The main method to contact ISP-CSIRT is through an e-mail sent to the address: csirt@intesasanpaolo.com.

The mailbox is constantly monitored in business hours: Monday-Friday 8.30 a.m. 5.00 p.m., CET (GMT+0100 and GMT+0200 from last Sunday of March to last Sunday of October), except holydays in Italy.

In case an incident had to be reported outside ISP-CSIRT Constituency, please include the following information, preferably using encrypted e-mails:

  • Advisor’s reference (name, e-mail address, telephone number);
  • Date and time of the occurrence of the event, if known;
  • Type of incident;
  • Description  of the incident;
  • IP address/addresses, FQDN(s) and any other relevant technical information with the appropriate observations;
  • Any relevant artifact or registry related to the event;

ISP-CSIRT supports the TLP Protocol (Traffic Light Protocol) related to the Information Sharing; the information acquired with the tags WHITE, GREEN, AMBER or RED will be managed according to the provided methodologies.
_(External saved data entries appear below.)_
PR #665, opened 2022-12-30
Expand PhotonLib and PhotonTracking functionalities

srimanachanta:
As more and more new features are added to PhotonVision, the robot code client lib seems to be feeling a little lackluster. I wanted to create this PR in order to add some ease-of-life features to PhotonLib. Here are some of the main things I want to add:
- Clean up some of the extra or useless structurings within the classes, such as excessive publicly exposed variables.
- In order to integrate with utilities within the camera, add a parameter to the PhotonCamera constructor to accept a "mount config" of the camera in the RCS like [this](https://github.com/Talon540Programming/TalonLib/blob/068680ae94adc25c296e475ecf7c3f4902775b69/src/main/java/org/talon540/sensors/vision/VisionCameraMountConfig.java).
- As previously stated, integrate a lot of the functionalities from the PhotonUtils class and other similar classes from wpi directly into the camera using a system of Optional return methods. By doing this, we can further remove a lot of the hassle behind the calculations from the user. When #571 is merged, this can also be included.
- Move sim classes into their own sim folder as done in WPI.

### DIFF
--- a/photon-lib/src/main/java/org/photonvision/PhotonCamera.java
+++ b/photon-lib/src/main/java/org/photonvision/PhotonCamera.java
@@ -46,8 +46,15 @@ public class PhotonCamera {
     protected final NetworkTable cameraTable;
 
     // NetworkTables entries
+    // Used
     RawSubscriber rawBytesEntry;
     BooleanEntry driverModeEntry;
+    StringSubscriber versionEntry;
+    BooleanPublisher inputSaveImgEntry, outputSaveImgEntry;
+    IntegerEntry pipelineIndexEntry, ledModeEntry;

ISP-CERT - Critical Event Readiness Team

Intesa Sanpaolo has established the Critical Event Readiness Team (CERT) which, in the management of cybersecurity events and operational continuity, is responsible for the classification of events and the reporting of incidents to the relevant Authorities. In addition, the CERT ensures the coordination of external communications, that should be necessary to face critical/emergency events. Moreover, it coordinates the activities of identification of the appropriate countermeasures to be activated in order to mitigate potential impacts and ensure the continuity of service to Customers.

Our Mission

The mission of Intesa Sanpaolo CERT consists of:

  • Analyze the economic, regulatory and reputational potential  impacts of a cybersecurity and business continuity incident in order to determine the severity of an event (event classification);
  • Based on the outcome of the classification, the CERT enables the appropriate internal escalation and decision-making process to define appropriate event response strategies;
  • Manage critical/emergency reporting activity to the relevant national and international Authorities, in accordance with the regulatory requirements in force (Incident Reporting);
  • Coordinate activities to identify appropriate predefined countermeasures to be triggered to mitigate the impacts of an event and ensure continuity of customer service;
  • Ensure the coordination of external communications to the different stakeholders in relation to the specificity of the incident managed and the countermeasures activated, ensuring the uniformity and consistency of all communications.
Contacting CERT

Intesa Sanpaolo CERT can be contacted through the following e-mail address: cert@intesasanpaolo.com.

Hours of operations:  Monday to Friday, 8.30am to 5pm, Central European time zone, except Italy public holidays.